Use of the index has understandably fallen off in recent years because of glitches in data reporting practices and in communications between legal publishers and AALL members working on the index committee.  (I served on the committee during this period and would gladly do so again.)  Rather than abandon the project and throw out the baby with the bath water, I suggest we strive to improve the production of the index so that it returns to the invaluable status it earned in its early days.  Here are a couple of suggestions we might consider to achieve improvements.

·         Consider returning to AALL’s practice of employing an official editor with experience in the complicated business of index design, statistics, validity, reliability and so forth.  AALL’s original design for publication of the index included the position of a part-time editor who received a modest honorarium to lead the committee.  AALL recognized early on that statistical indexes are complicated and require expertise beyond what librarians generally learn in law or library school, but the editor’s position was eliminated several years ago.  Since that time, doubts about the index’s validity, reliability and so forth, plus confusion among participating publishers about data particulars point to the soundness of AALL’s original thinking when it established a committee with an experienced editor at its helm.

Reinstating a part-time editor’s position will be difficult, no doubt, but no more difficult than filling equally important, part-time and full-time paid positions currently serving AALL, such as Director of Government Relations, Advocacy Communications Assistant and Vendor Liaison.
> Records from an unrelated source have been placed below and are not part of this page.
Issue #465, opened 2015-01-20
When not using new version_associations calling destroy on a version will generate an error


frenkel:
I just upgraded an existing project to paper_trail 4.0.0.beta2 and was presented by this error when running my test suite:

    ActiveRecord::StatementInvalid: Could not find table 'version_associations'

I think this is caused by the `dependent: :destroy` in PaperTrail::VersionConcern in the `has_many :version_assosciations`. What would be the best way to work around this? Is it possible to fix this in the concern, or should I just call delete instead?

batter:
Thanks for reporting this! I need to do a better job of testing this feature out extensively on dummy apps outside of the gem test framework to really try and push all possible outcomes.

frenkel:
No problem, we found it before an official release :)

emmanne08:
Hello @batter and @frenkel:

I happened to encounter this issue on PaperTrail 4.0.0.beta3.

I'm using Rails 3.2.21 and Ruby 1.9.3-p551. Initially, I ran `rails generate paper_trail:install` and I opted to use a separate table for my Post model and named it post_versions instead of the default versions. I generated a migration that's similar to the CreateVersions migration wherein I just configured it to use 'post_versions' instead of 'versions'. After running the migrations, I now have the versions and the post_versions table. I generated a model for the PostVersion that I sub-classed from PaperTrail::Version as instructed in the PaperTrail README.md. I didn't forget to set the table name to 'post_versions' for the PostVersion model, I also set `has_paper_trail class_name: 'PostVersion'` within the Post model.

Now when I'm on within the Rails console, I created a Post model and a version of it was automatically created as well. If I call destroy on that created version, I get an error as described below:

    [3] pry(main)> post.versions.last.destroy
      PostVersion Load (0.7ms)  SELECT `post_versions`.* FROM `post_versions` WHERE `post_versions`.`item_id` = 1 AND `post_versions`.`item_type` = 'Post' ORDER BY `post_versions`.`created_at` DESC, `post_versions`.`id` DESC LIMIT 1
       (0.3ms)  BEGIN
       (0.4ms)  ROLLBACK
    ActiveRecord::StatementInvalid: Mysql2::Error: Table 'dummy_2_development.version_associations' doesn't exist: SHOW FULL FIELDS FROM `version_associations`
[...]

PR #742, opened 2016-03-29
Check connection to database is present for validating table existence.

josisusan:
Check if database connection is present before validation of table existence.

### DIFF
--- a/lib/paper_trail/config.rb
+++ b/lib/paper_trail/config.rb
@@ -34,7 +34,13 @@ module PaperTrail
 
     def track_associations?
       if @track_associations.nil?
-        PaperTrail::VersionAssociation.table_exists?
+        # Validate presence of database before validating
+        # table existence
+        begin
+          PaperTrail::VersionAssociation.table_exists?
+        rescue ActiveRecord::NoDatabaseError
+          false
+        end
       else
         @track_associations
       end
--- a/lib/paper_trail/config.rb
+++ b/lib/paper_trail/config.rb
@@ -38,8 +38,19 @@ module PaperTrail
         # table existence
         begin
           PaperTrail::VersionAssociation.table_exists?
-        rescue ActiveRecord::NoDatabaseError
-          false
+        rescue => error
+          case error.class.to_s
+          when "PG::ConnectionBad"
+            postgres_error_connection_handler(error)
+          when "ActiveRecord::ConnectionNotEstablished" # For Mysql2
+            false
+          when "SQLite3::CantOpenException"
+            sqlite_error_connection_handler(error)
+          when "ActiveRecord::NoDatabaseError"
+            false
+          else
+            raise error
+          end
         end
       else
         @track_associations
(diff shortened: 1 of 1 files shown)


jaredbeck:
I think `NoDatabaseError` was added in rails 4, but we want PT to still support rails 3.

batter:
I need to look into this but it would be splendid if there was a simple way
to just check ActiveRecord::Base.connection_established? Or something to
that effect

jaredbeck:
> I need to look into this but it would be splendid if there was a simple way to just check ActiveRecord::Base.connection_established? Or something to that effect

There is `ActiveRecord::ConnectionHandling.connected?`.

```
ActiveRecord::Base.connected? # => true
PaperTrail::Version.connected? # => true
```

seanlinsley:
It seems possible that there could be no existing database connection, but a completely valid database.

Bivek:
Yes, unless you don't make the real connection, `conntected?` will always be false

josisusan:
@jaredbeck I have tried using PaperTrail::Version.connected? but it gives false like @Bivek have mentioned.

batter:
@josisusan and @jaredbeck - that is the problem with `#connected?`, it will return `false` if you have not made a query against the table within a current session. That seems like unexpected behavior to me but is how it works currently as far as I understand.

jaredbeck:
I thought we couldn't use `NoDatabaseError` because we still support rails 3, but interestingly, having an undefined constant in a `rescue` does not cause a `NameError`.

```
puts "interesting" rescue ConstantThatDoesNotExist # no `NameError`
```

So, I guess we could use `NoDatabaseError` if we had to, even though it won't help rails 3 users. I'd be OK with that.

Susan, can you rebase please?

josisusan:
We (with @Bivek) are figuring out some alternatives to support rails 3 with snippets below:
```ruby
begin
  PaperTrail::VersionAssociation.table_exists?
rescue => error
  case error.class.to_s
  when "::PG::Error", "PG::ConnectionBad"
     error.message.include?("does not exist") ? false : raise(error)
  when "Mysql2::Error"
    ...
  when "ActiveRecord::NoDatabaseError"
    false
 ...
```

jaredbeck:
It's funny how big this method has grown. Originally it was just the `table_exists?` I think :grin:

jaredbeck:
> We (with @Bivek) are figuring out some alternatives to support rails 3 ..

Btw if you want to run the tests against rails 3 locally, you can use `bundle exec appraisal ar3 rake`. See the [Contributing Guide][1] for more tips.

[1]: https://github.com/airblade/paper_trail/blob/master/.github/CONTRIBUTING.md

seanlinsley:
Why do we want this behavior in the first place? I think it would have been fine to keep the behavior we had before #465 (only raising an error once something else tries accessing the versions table).

I go into more detail here: https://github.com/airblade/paper_trail/issues/740#issuecomment-202702068

jaredbeck:
> Why do we want this behavior in the first place? I think it would have been fine to keep the behavior we had before #465 (only raising an error once something else tries accessing the versions table).

For backwards compatibility, we don't want to require people to have the `versions_associations` table. If we required everyone to have the `versions_associations` table, we might not need *any* of this complexity. It's a tempting solution :smiling_imp:

jaredbeck:
> I think it would have been fine to keep the behavior we had before #465 (only raising an error once something else tries accessing the versions table

@seanlinsley can you put together a PR for that so we can compare? Thanks.

jaredbeck:
Another alternative is to require users to configure this. Susan, Sean, Ben, please take a look at https://github.com/airblade/paper_trail/pull/785, thanks.

jaredbeck:
Closed by https://github.com/airblade/paper_trail/pull/785

Thanks Susan, Bardan, Sean, and Ben!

·         The Price Index is a ready-made vehicle to implement and practice the very skills of improving communication and increasing pricing transparency that dominated discussions at the Vendor Colloquium and in the reports that followed.  Why not put into practice the lessons we learned at the recent Vendors Colloquium?  Why not salvage this valuable tool by capitalizing on the momentum and goodwill engendered at the Vendors Colloquium?  We could do that by committing to re-engage publishers in more meaningful and effective communications through a vehicle that already exists within AALL.
Although Ken Svengalis’s book is currently an excellent alternative, it is not inconceivable that at some point he may decide to switch gears.  In that contingency, AALLers might be better positioned for the future if we take advantage now of the campaign to improve the association’s own channels of communications with vendors and achieve improved transparency, two of the top concerns law librarians conveyed at the Vendor Colloquium.
Thank you for reading.  No matter what your opinion on the wisdom of reviving the price index, I encourage you to complete AALL’s survey, a great opportunity for members to communicate directly with AALL folks.